By $\forall x \Psi(x, \bar{y})$, then $\Psi(Sx, \bar{y})$ is true. If $\forall z (z < Sx \to \Psi(z, \bar{y})) $ and $x < Sx$,^{what?} so $\varphi(x, \bar{y})$ is true for all $x$.

*1.12*Proof that there are infinitely many primes¶

A very informal proof that there are infinitely many primes, by contradiction.

$$\forall x \exists y (x < y \land \Pi(y))$$

Suppose there's some $x$ such that every prime $\leq x$.

Then we can list all the primes as $y_1, y_2 \ldots y_n$. Let $N = y_1 \cdot \ldots \cdot y_n + 1$ (so the product of all the primes, plus one). Clearly $N>1$. So there is a prime $p$ such that $p \mid N$, but it can't be one of the $y$'s, because otherwise you'd get a remainder of 1. Consequently, $N$ must also be prime.

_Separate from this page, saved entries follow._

PR #616, opened 2019-08-30
Add tests for pkg running scriptlets (BhBug:1724779)

kontura:


dnf-behave-tests/features/scriptlets.feature
```diff
@@ -92,3 +92,106 @@ Scenario: Remove a pkg with a failing %postun scriptlet
...
+       | Action        | Package                             |
+       | install       | Package-triggerin-ok-0:1.0-1.x86_64 |
+  When I execute dnf with args "install Package-install-file"
+  Then the exit code is 0
+   And Transaction is following
+       | Action        | Package                             |
+       | install       | Package-install-file-0:1.0-1.x86_64 |
+   And stdout contains "triggerin scriptlet \(Package-triggerin-ok\) for Package-install-file install/update successfully done"
+   And stdout does not contain "Running scriptlet\s*:\s*Package-install-file"
+   And stdout contains "Running scriptlet\s*:\s*Package-triggerin-ok"
```
lukash: Unless there's something nondeterministic in the output, could you use `stdout is`/`stderr is` and an exact match?

dnf-behave-tests/features/scriptlets.feature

*1.13*Euclid's division algorithm¶

$$\forall x \forall y(0 < y \to \exists z \exists w(x = y\cdot z + w \land w < y \land \forall u \forall v (x = y \cdot u + v \land v < y \to u = z \land v = w)))$$

Proof of existence, by strong induction on $x$.

If $x < y$, let $z = 0 \land w = x$.

Assume the induction hypothesis: $\forall t (t < x \ to \exists z \exists w(t = y \cdot z + w) \land w < y)$. Claim: from this, we get the same for $x$, and we may assume $y = x$ or $y < x$. If $y = x$, let $z = 1$ and $w = 0$. If $y < x$, let $y + t = x$ for some $t > 0$ and $t < x$ because $y \neq 0$. So there are $z$ and $w$ such that $t = y \cdot z + w \land w < y$. $x = y + t = y + (y \cdot z +w) = (y \cdot S0 + y \cdot z) + w = y \cdot (S0 + z) + w$, so we are done by induction.^{?}

Incidentally, the natural numbers are well-ordered (by the strict, total order $<$), meaning that if you have any subset of $\mathbb{N}$, there is a smallest one. Not sure why this was mentioned in this lecture but there you go.